● Source data:

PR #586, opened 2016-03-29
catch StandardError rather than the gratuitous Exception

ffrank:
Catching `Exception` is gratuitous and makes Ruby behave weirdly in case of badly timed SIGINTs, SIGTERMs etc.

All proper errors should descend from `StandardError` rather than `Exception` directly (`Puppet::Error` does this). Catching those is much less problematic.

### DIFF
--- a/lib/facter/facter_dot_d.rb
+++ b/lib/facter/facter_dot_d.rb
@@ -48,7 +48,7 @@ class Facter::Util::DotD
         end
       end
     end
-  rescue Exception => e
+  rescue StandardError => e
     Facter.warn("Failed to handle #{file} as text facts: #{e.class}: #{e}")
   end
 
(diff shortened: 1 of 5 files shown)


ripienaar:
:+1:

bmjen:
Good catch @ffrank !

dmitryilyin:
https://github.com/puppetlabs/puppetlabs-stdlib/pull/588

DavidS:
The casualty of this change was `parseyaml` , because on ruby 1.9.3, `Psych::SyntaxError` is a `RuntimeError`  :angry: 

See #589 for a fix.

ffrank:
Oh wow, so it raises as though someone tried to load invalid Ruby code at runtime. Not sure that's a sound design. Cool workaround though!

---

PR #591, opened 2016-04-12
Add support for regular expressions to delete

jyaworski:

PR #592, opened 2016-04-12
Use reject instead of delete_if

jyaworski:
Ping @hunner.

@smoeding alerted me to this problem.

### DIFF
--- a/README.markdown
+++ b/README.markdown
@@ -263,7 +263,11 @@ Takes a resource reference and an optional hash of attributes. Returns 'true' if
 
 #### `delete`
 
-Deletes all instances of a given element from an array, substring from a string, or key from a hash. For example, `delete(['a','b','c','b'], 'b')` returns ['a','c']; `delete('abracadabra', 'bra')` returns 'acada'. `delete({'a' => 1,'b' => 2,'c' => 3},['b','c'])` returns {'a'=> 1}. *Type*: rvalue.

● Work required: Every line above that includes the string "Catching" needs to be copied.

● Output:
Catching `Exception` is gratuitous and makes Ruby behave weirdly in case of badly timed SIGINTs, SIGTERMs etc.
All proper errors should descend from `StandardError` rather than `Exception` directly (`Puppet::Error` does this). Catching those is much less problematic.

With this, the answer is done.